Despite the American forces outnumbering the Spanish, De Carranza took advantage of the shorter turning radius of his gunboat to always fire upon the smallest possible target and use most of his cannons and prevent the enemy from doing so. After 69 minutes, the Diego Velázquez re-entered Cienfuegos after having fired 193 projectiles, some of which visibly hit their targets, causing a small fire to their enemy, several casualties and causing them to suspend fire for a few moments. On her part, the gunboat had also received some impact, causing six injuries. De Carranza would later head out again, this time together with the boats Lince and Cometa which caused the to withdraw.

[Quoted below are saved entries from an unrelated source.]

PR #10940, opened 2023-10-05
[DO NOT MERGE] Sketcher: try to get a cleaner code

FlachyJoe:
@PaddleStroke this is a try to put the geometry selection logic out of `CmdSketcherConstrainDistance::activated`

I think your Dimension tool doesn't use this function so it's not really useful but I wrote it as an idea for the places with many nested if...elseif ( EditModeConstraintCoinManager.cpp and ViewProviderSketch.cpp ).

I would be happy to read your opinion.

### DIFF
--- a/src/Mod/Sketcher/Gui/CommandConstraints.cpp
+++ b/src/Mod/Sketcher/Gui/CommandConstraints.cpp
@@ -712,18 +712,18 @@ int SketchSelection::setUp()
 }// namespace SketcherGui
 
 namespace{
-enum CONSTRAINT_DISTANCE_QUALIFIER{
-    POINT_TO_POINT_DISTANCE,
-    POINT_TO_LINE_DISTANCE,
-    POINT_TO_CIRCLE_DISTANCE,
-    CIRCLE_TO_CIRCLE_DISTANCE,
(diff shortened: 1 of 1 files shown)


src/Mod/Sketcher/Gui/CommandConstraints.cpp
```diff
@@ -710,6 +711,58 @@ int SketchSelection::setUp()
 
 }// namespace SketcherGui
 
+namespace{
+enum CONSTRAINT_DISTANCE_QUALIFIER{
```
chennes, line 715: The C++ Core Guidelines recommend using `enum class` over `enum` in new code: https://isocpp.github.io/CppCoreGuidelines/CppCoreGuidelines#Renum-class

The also discourage all-caps names for things that aren't macros:
https://isocpp.github.io/CppCoreGuidelines/CppCoreGuidelines#Renum-class

FlachyJoe: Thank you @chennes for the advices.

maxwxyz:
@FlachyJoe just a heads up for the upcoming feature freeze: 

PR #10951, opened 2023-10-06
 Start: fixes #10221: /tmp/FreeCADStartThumbnails* directories are no…

### LINKED ISSUE #10221: StartWB: `/tmp/FreeCADStartThumbnails*` directories are not removed when FreeCAD terminates

wwmayer:
…t removed when FreeCAD terminates

The commit adds some new functions:

* getThumbnailDir() Returns the path to the thumbnail directory which is a sub-directory of the Cache directory. There is no need to always create a unique directory after each restart because it doesn't harm if the thumbnail directoy contains deprecated files.

* createThumbnailDir() Creates the thumbnail directoy if it doesn't exist yet.

* getSha1Hash Helper function to compute a SHA-1 hash of a given path. If the same path is passed then the hash value will be the same. This way it can be avoided to create a different image file from a project file after each restart.

* getUniquePNG Computes the path of a PNG image file for a given project file. It's also possible to pass an arbitrary string as argument.

* useCachedPNG If the PNG image exists and if it's newer than the project file True is returned and False otherwise.

The changes in detail are:
1. For a given project file it is checked if the thumbnail directory already contains a cached image. If it's newer than the project file it will used, otherwise it will be re-created.

2. For the system icon to a given file format it is only checked if the icon already exists. If yes, it will be used.

### DIFF
--- a/src/Mod/Start/StartPage/StartPage.py
+++ b/src/Mod/Start/StartPage/StartPage.py
@@ -33,6 +33,7 @@ import re
 import FreeCAD
 import FreeCADGui
 import codecs
+import hashlib
 import urllib.parse
 from . import TranslationTexts
 from PySide import QtCore, QtGui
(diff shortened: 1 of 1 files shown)


yorikvanhavre (approved):
Amazing!!!! Thanks!

Issue #10924, opened 2023-10-03
[Problem] Material: Failing unit test


wwmayer:
### Is there an existing issue for this?

- [X] I have searched the existing issues

### Problem description

When running the self-test TestMaterialsApp then the test testCalculiXSteel() (line 166) fails with the error message:
`7900,00000 kg/m^3 != 7900.00 kg/m^3`

There are two problems:
The comparison depends on the number of decimals and if not set to 2 it fails.
The hard-coded string is in C locale but the quantity might be in a different locale so that instead of dot a comma is used as decimal separator.

So, a string comparison is a bad idea to assert the result of the test.

### Full version info

```shell
[code]
OS: Ubuntu 22.04.3 LTS (XFCE/xubuntu)
Word size of FreeCAD: 64-bit
Version: 0.22.0dev.34525 (Git)
Build type: debug
Branch: master
Hash: b42b2c85b4c4a230ba522620ab2d3df84a5bc313
Python 3.10.12, Qt 5.15.3, Coin 4.0.0, Vtk 7.1.1, OCC 7.5.1
Locale: German/Germany (de_DE)
[/code]
```

### Subproject(s) affected?

Other (specify in description)

### Code of Conduct

- [X] I agree to follow this project's Code of Conduct

wwmayer:
@davesrocketshop

wwmayer:
Duplicate of https://github.com/FreeCAD/FreeCAD/issues/10917

Issue #10917, opened 2023-10-03
[Problem] AssertionError during build attempt


InRiPa:
### Is there an existing issue for this?

- [X] I have searched the existing issues

### Problem description

Attempting to build FreeCAD under Arch Linux, using the [AUR package](https://aur.archlinux.org/packages/freecad-git#comment-936643)

results in an error:
```bash
======================================================================
FAIL: testCalculiXSteel (TestMaterialsApp.MaterialTestCases.testCalculiXSteel)
----------------------------------------------------------------------
Traceback (most recent call last):
  File "/home/user/.cache/yay/freecad-git/src/FreeCAD/build/Mod/Material/TestMaterialsApp.py", line 166, in testCalculiXSteel
    self.assertEqual(properties["Density"], "7900.00 kg/m^3")
AssertionError: '7900,00 kg/m^3' != '7900.00 kg/m^3'
- 7900,00 kg/m^3
?     ^
+ 7900.00 kg/m^3
?     ^


----------------------------------------------------------------------
Ran 1184 tests in 55.808s

FAILED (failures=1, skipped=2)
==> ERROR: A failure occurred in check().
    Aborting...
 -> error making: freecad-git-exit status 4
 -> Failed to install the following packages. Manual intervention is required:
freecad-git - exit status 4
```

The small gunboat would give a fiecrce fight to the point where the American Commander Willard H. Brownson mistook it for the Galicia, a ship nearly three times larger than the Diego Velázquez.

The next day, De Carranza gave the following address to his crew:

Never forget June 13, 1898; God was with us; educate your children in sentiments of devotion to duty, blind faith in discipline and enthusiastic love for the Fatherland; it is loyal advice given to you by your grateful Commander.

==Death and Burial==
After the war had concluded, the Diego Velázquez would set sail to the French overseas department of Martinique as part of its return journey to the Spanish mainland but the gunboat wouldn't make it as around this time, the ship was sold to the Venezuelan Navy and De Carranza would die on February 5, 1899, while at Fort-de-France from declining health. He would have a funeral there with most of the stores closing that day out of respect. His remains would be reinterred by the Cabo Sillero to Ferrol on either June 23 or June 24 and be buried there.